* _WHAT TO DO_
Starting at the top of the entries below, set down each line exactly as written, and stop after the line containing "2.10 --> major=2, minor=10".

* _SOURCE DATA_
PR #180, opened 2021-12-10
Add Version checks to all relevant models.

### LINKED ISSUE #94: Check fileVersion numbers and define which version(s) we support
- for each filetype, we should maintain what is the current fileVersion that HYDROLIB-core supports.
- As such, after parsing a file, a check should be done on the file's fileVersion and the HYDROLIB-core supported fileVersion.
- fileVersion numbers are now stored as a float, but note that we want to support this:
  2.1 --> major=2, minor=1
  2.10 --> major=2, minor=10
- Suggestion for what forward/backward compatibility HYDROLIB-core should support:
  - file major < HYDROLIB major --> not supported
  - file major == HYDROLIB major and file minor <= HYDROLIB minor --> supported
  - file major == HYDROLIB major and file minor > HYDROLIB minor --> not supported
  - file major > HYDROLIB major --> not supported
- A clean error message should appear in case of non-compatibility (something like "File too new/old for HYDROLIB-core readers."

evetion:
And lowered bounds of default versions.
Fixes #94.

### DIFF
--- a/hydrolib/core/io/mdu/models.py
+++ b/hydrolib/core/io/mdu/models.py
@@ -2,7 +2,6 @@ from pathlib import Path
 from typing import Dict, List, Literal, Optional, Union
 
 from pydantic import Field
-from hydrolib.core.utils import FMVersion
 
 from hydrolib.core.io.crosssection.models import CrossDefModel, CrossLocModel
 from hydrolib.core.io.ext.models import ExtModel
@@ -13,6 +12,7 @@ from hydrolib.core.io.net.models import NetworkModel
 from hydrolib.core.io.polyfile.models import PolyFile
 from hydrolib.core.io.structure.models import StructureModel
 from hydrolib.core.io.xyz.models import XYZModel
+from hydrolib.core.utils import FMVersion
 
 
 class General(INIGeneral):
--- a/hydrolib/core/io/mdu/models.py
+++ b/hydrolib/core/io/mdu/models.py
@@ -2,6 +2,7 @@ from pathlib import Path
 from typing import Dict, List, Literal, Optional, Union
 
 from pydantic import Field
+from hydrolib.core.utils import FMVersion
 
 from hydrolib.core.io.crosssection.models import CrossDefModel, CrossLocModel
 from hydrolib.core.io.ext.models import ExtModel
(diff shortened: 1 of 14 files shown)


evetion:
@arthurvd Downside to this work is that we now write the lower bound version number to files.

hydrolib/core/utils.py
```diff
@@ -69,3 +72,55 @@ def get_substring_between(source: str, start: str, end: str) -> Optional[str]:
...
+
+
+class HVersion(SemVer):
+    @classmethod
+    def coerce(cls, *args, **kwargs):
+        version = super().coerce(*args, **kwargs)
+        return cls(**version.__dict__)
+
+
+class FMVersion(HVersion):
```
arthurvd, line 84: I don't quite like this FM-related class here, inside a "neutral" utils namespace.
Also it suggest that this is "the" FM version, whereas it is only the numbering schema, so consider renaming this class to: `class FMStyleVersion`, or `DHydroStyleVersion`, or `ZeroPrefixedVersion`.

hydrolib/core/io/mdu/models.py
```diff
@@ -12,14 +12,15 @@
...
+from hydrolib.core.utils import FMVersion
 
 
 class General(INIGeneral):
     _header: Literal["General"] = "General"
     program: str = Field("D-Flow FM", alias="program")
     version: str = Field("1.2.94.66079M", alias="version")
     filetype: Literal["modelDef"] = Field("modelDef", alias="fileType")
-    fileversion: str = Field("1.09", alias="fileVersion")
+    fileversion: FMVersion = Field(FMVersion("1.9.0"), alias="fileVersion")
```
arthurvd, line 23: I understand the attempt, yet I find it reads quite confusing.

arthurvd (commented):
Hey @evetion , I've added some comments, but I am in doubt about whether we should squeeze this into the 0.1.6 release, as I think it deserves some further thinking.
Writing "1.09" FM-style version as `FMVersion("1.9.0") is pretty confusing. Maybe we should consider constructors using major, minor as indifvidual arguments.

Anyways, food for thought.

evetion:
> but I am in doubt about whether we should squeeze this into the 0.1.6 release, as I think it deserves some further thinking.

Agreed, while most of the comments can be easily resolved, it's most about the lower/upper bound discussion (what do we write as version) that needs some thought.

* _RESPONSE TO THIS EXERCISE_
PR #180, opened 2021-12-10
Add Version checks to all relevant models.

### LINKED ISSUE #94: Check fileVersion numbers and define which version(s) we support
- for each filetype, we should maintain what is the current fileVersion that HYDROLIB-core supports.
- As such, after parsing a file, a check should be done on the file's fileVersion and the HYDROLIB-core supported fileVersion.
- fileVersion numbers are now stored as a float, but note that we want to support this:
  2.1 --> major=2, minor=1
  2.10 --> major=2, minor=10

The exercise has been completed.